Despite its conjectural side, by virtue of which it to some extent escapes the severest form of criticism, history has not been free from this universal revision. There is no longer a single one of its phases of which we can say that it is certainly known. What appeared to be definitely acquired is now once more put in question.
Among the events whose study seemed completed was the French Revolution. Analysed by several generations of writers, one might suppose it to be perfectly elucidated. What new thing can be said of it, except in modification of some of its details?
And yet its most positive defenders are beginning to hesitate in their judgments. Ancient evidence proves to be far from impeccable. The faith in dogmas once held sacred is shaken. The latest literature of the Revolution betrays these uncertainties. Having related, men are more and more chary of drawing conclusions.
Not only are the heroes of this great drama discussed without indulgence, but thinkers are asking whether the new dispensation which followed the ancien regime would not have established itself naturally, without violence, in the course of progressive civilisation. The results obtained no longer seem in correspondence either with their immediate cost or with the remoter consequences which the Revolution evoked from the possibilities of history.
Several causes have led to the revision of this tragic period. Time has calmed passions, numerous documents have gradually emerged from the archives, and the historian is learning to interpret them independently.
But it is perhaps modern psychology that has most effectually influenced our ideas, by enabling us more surely to read men and the motives of their conduct.
Among those of its discoveries which are henceforth applicable to history we must mention, above all, a more profound understanding of ancestral influences, the laws which rule the actions of the crowd, data relating to the disaggregation of personality, mental contagion, the unconscious formation of beliefs, and the distinction between the various forms of logic.
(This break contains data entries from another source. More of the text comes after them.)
PR #1403, opened 2026-01-10
llama inference with tensor parallelism

stefpi:
related to [#2973](https://github.com/ml-explore/mlx/pull/2973) on mlx repo.

- made llama.py use tensor parallelism if run with `mlx.launch` on 2 or more devices
- also added class_predicate to quantize because it wasn’t working properly with quantized mlx models from HF


llms/llama/llama.py
```diff
@@ -48,6 +52,16 @@ def __init__(self, args: ModelArgs):
             args.head_dim, traditional=args.rope_traditional, base=args.rope_theta
         )
 
+    def shard(self, group: mx.distributed.Group):
+        self.n_heads = self.n_heads // group.size()
+        self.n_kv_heads = self.n_kv_heads // group.size()
+        self.repeats = self.n_heads // self.n_kv_heads
```
awni: Not necessary to scale repeats (it should be unchanged)
```suggestion
```

llms/llama/llama.py
```diff
@@ -339,9 +369,20 @@ def load_model(model_path):
         quantization = config.pop("quantization", None)
     model = Llama(ModelArgs(**config))
     if quantization is not None:
-        nn.quantize(model, **quantization)
+        class_predicate = (
+            lambda p, m: isinstance(m, (nn.Linear, nn.Embedding))
+            and f"{p}.scales" in weights
+        )
```
awni, line 374: I'm curious about that change? Was it needed for a specific model?

stefpi: I was having trouble with running quantized models, specifically [Llama-2-4bit](https://huggingface.co/mlx-community/Llama-2-7b-chat-4-bit/tree/main), and I saw this being used in the gguf llm example for quantized models.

To tell the truth, these applications of science, which are utilised in this book, have not been so utilised hitherto. Historians have generally stopped short at the study of documents, and even that study is sufficient to excite the doubts of which I have spoken.
The great events which shape the destinies of peoples— revolutions, for example, and the outbreak of religious beliefs— are sometimes so difficult to explain that one must limit oneself to a mere statement.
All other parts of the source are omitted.